Y es que algo parece que está pasando. ¿Pero qué? Pues unos hablan de la evidencia del cambio climático y otros apuestan por seguir haciendo millones, por silbar y por mirar a otra parte. Lo malo es que los que dicen estar preocupados no hacen nada, y lo peor es que el que está en situación de hacer algo todavía hace menos. Prefieren el dinero, al fin y al cabo en cien años todos calvos y, por tanto, más vale acumular billetes y dejar recursos suficientes a las generaciones venideras para el estudio de la alopecia.

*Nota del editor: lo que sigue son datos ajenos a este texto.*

PR #753, opened 2020-12-02
Add dataplane-v2 provisioning support

### LINKED ISSUE #656: GKE Dataplane v2 provisioning support
I apologize in advance if this is the wrong place or if this already exits (I may just not be able to find how to do it if so I would appreciate a link to the docs).

Google recently [announced Cilium support in the form of the "dataplane-v2" feature](https://cloud.google.com/blog/products/containers-kubernetes/bringing-ebpf-and-cilium-to-google-kubernetes-engine), it would be great if it was possible to provision a cluster with this feature enabled.

I've never worked with terraform modules but with some hints, I would be happy to add this functionality if it doesn't already exist! :)

ryan-atkins:
Fixes #656

The **datapath_provider** was released in [terraform-provider-google-beta v3.41.0](https://github.com/hashicorp/terraform-provider-google-beta/releases/tag/v3.41.0)

- adds **datapath_provider** var for beta clusters, defaults to "DATAPATH_PROVIDER_UNSPECIFIED"
- as-is, would need to set ```network_policy = false``` whenever desiring to use the "ADVANCED_DATAPATH" provider due to module currently setting CALICO as the default network_policy_provider.

Could use suggestions on how best to handle introducing this and better working with the **network_policy config**.


comment-bot-dev:

examples/simple_regional_beta/main.tf
```diff
@@ -51,6 +51,10 @@ module "gke" {
   # Disable workload identity
   identity_namespace = null
   node_metadata      = "UNSPECIFIED"
+
+  # Support Dataplane Setup
+  network_policy    = var.network_policy
+  datapath_provider = var.datapath_provider
```
bharathkkb, line 57: nit: We can hardcode these in examples instead of plumbing from fixture.
```suggestion
  datapath_provider = "ADVANCED_DATAPATH"
```

bharathkkb (commented):
Thanks for the PR @ryan-atkins
> as-is, would need to set network_policy = false whenever desiring to use the "ADVANCED_DATAPATH" provider due to module currently setting CALICO as the default network_policy_provider

It makes sense to automatically set that for the user if they are explicitly enabling dataplanev2. We should also document this in the variable description. For implementation we would need to check if `ADVANCED_DATAPATH` is set and use that to control the `network_policy` behavior in places below.

https://github.com/terraform-google-modules/terraform-google-kubernetes-engine/blob/4a85321214247a1b83e751c45dfd71f4e3c017b1/autogen/main/cluster.tf.tmpl#L145

https://github.com/terraform-google-modules/terraform-google-kubernetes-engine/blob/4a85321214247a1b83e751c45dfd71f4e3c017b1/autogen/main/main.tf.tmpl#L82

xaocon:
@bharathkkb, are you working on this already? If not would you feel like maybe doing some mentoring around it? I'd like to see it implemented but I'm still pretty new with Terraform and don't know much about this module. It looks like it's pretty close already but I may need some guidance around network policy.

bharathkkb:
Hi @xaocon 
Feel free to pick this up and happy to help support. I had two comments [above](https://github.com/terraform-google-modules/terraform-google-kubernetes-engine/pull/753#pullrequestreview-543429194), one was just hard coding the example. The other was to automatically set `network_policy = false` depending on if `datapath_provider` is `ADVANCED_DATAPATH`

keskiju:
I'm not quite sure if `network_policy` should be automatically disabled if `datapath_provider` is set to `ADVANCED_DATAPATH`. I guess the following configuration is perfectly valid for the [google_container_cluster](https://registry.terraform.io/providers/hashicorp/google/latest/docs/resources/container_cluster):

```
  datapath_provider = "ADVANCED_DATAPATH"

  network_policy {
    enabled = true
    provider = "PROVIDER_UNSPECIFIED"
  }
```

You can even leave the network_policy.provider unset since `PROVIDER_UNSPECIFIED` is the default value for it there. I wonder why this module uses `CALICO` as the default instead.

sharkymcdongles:
> I'm not quite sure if `network_policy` should be automatically disabled if `datapath_provider` is set to `ADVANCED_DATAPATH`. I guess the following configuration is perfectly valid for the [google_container_cluster](https://registry.terraform.io/providers/hashicorp/google/latest/docs/resources/container_cluster):
> 
> ```
>   datapath_provider = "ADVANCED_DATAPATH"
> 
>   network_policy {
>     enabled = true
>     provider = "PROVIDER_UNSPECIFIED"
>   }
> ```
> 
> I would assume that with these settings it would automatically choose `CILIUM` as the network policy provider. You can even leave the `network_policy.provider` unset since `PROVIDER_UNSPECIFIED` is the default value for it there. I wonder why this module uses `CALICO` as the default `network_policy.provider` instead of `PROVIDER_UNSPECIFIED`. There would be no problem if `PROVIDER_UNSPECIFIED` was the default.

I think you might be incorrect as when I try to deploy a cluster using ADVANCED_DATAPATH and network policy true I get:

`Error: googleapi: Error 400: Enabling NetworkPolicy for clusters with DatapathProvider=ADVANCED_DATAPATH is not allowed., badRequest`

ryan-atkins:
Sorry ignored this for awhile! 
With https://github.com/terraform-google-modules/terraform-google-kubernetes-engine/pull/809 being merged, I believe that resolves needing to touch the `network_policy` here as the default now is false.
Updated the example and reran integration tests 👍

bharathkkb (approved):
Thanks @ryan-atkins

gw0:
Why is this so complicated? Wouldn't it make much more sense to extend `network_policy.provider` by adding `dataplane-v2` (or `cilium`)?

morgante:
@gw0 This was the simplest non-breaking fix, but we could probably re-evaluate interaction with `network_policy_provider`.

PR #756, opened 2020-12-04
Make bash scripts more portable

johnae:
On my distro these scripts won't work since there is no `/bin/bash`, if instead we use `/usr/bin/env bash` for shebang these would work in more places.

Thanks for a great tf module!


comment-bot-dev:

morgante (approved):
Thanks for the PR.

Issue #715, opened 2020-10-16
support for linux_node_config


Schnitzel:
looks like the main terraform provider has support for `linux_node_config` in `node_configs`:
https://github.com/hashicorp/terraform-provider-google/issues/6773

our usecase for this is to set `vm.max_map_count: "262144"` sysctl settings for elasticsearch clusters, while we can do this via init containers, the `sysctl-monitor` of GKE complains about an unmanaged sysctl setting.

bharathkkb:
Thanks for the report @Schnitzel 
SGTM and will be happy to review a PR

m10ev:
Hi, I'm planning to work on this today. Could you assign me?

PR #782, opened 2021-01-09
feat: Linux node config

m10ev:
Not sure if this is the right approach but thought I'd give it a try.

References:
- https://registry.terraform.io/providers/hashicorp/google/latest/docs/resources/container_cluster#linux_node_config
- https://cloud.google.com/sdk/gcloud/reference/beta/container/node-pools/create#--system-config-from-file
- https://github.com/terraform-google-modules/terraform-google-kubernetes-engine/issues/715


comment-bot-dev:

modules/beta-private-cluster/cluster.tf
```diff
@@ -428,6 +428,19 @@ resource "google_container_node_pool" "pools" {
...
+    dynamic "linux_node_config" {
+      for_each = contains(
+        keys(
+          merge(
+            local.node_pools_linux_node_configs["all"],
+        local.node_pools_linux_node_configs[each.value["name"]])),
+      "sysctls") ? [1] : []
+
+      content {
+        sysctls = merge(local.node_pools_linux_node_configs["all"], local.node_pools_linux_node_configs[each.value["name"]])["sysctls"]
```
bharathkkb, line 440: for a config like
```tf
all = {
      sysctls = {
        "foo"  = 1
      }
}
pool-01 = {
      sysctls = {
       "bar" = 2
      }
}
```
Wouldn't merge of the second map override the key `sysctls` from the first unless we do 
```
sysctls = merge(lookup(local.node_pools_linux_node_configs["all"],"sysctls",{}),lookup(local.node_pools_linux_node_configs[each.value["name"]],"sysctls",{}))
```

bharathkkb (commented):
Thanks for the PR @m10ev 
Would be great if we could add a test, maybe [here](https://github.com/terraform-google-modules/terraform-google-kubernetes-engine/blob/master/examples/node_pool/main.tf)

modules/beta-private-cluster/cluster.tf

Claro estando en esta tesitura, y copiando la iniciativa de los bienaventurados agricultores, los del Pp y esa banda de palmeros que les acompaña en su gira de bolos con el nombre de “constitucionalistas” unos días y “unionistas” el otro, imitan la ocurrencia de los agricultores y reparten entre sus fieles votantes estampitas del Demonio Puigdemont, mientras ellos siguen haciendo abluciones y entonando rezos que dicen: “a Dios rogando y con el mazo sigo dando”.
Creo que era sí, y si no lo era que me disculpen los agricultores. No quería compararles, ni por lo más mínimo con los del Gobierno ni con sus palmeros. ¡Todavía hay clases!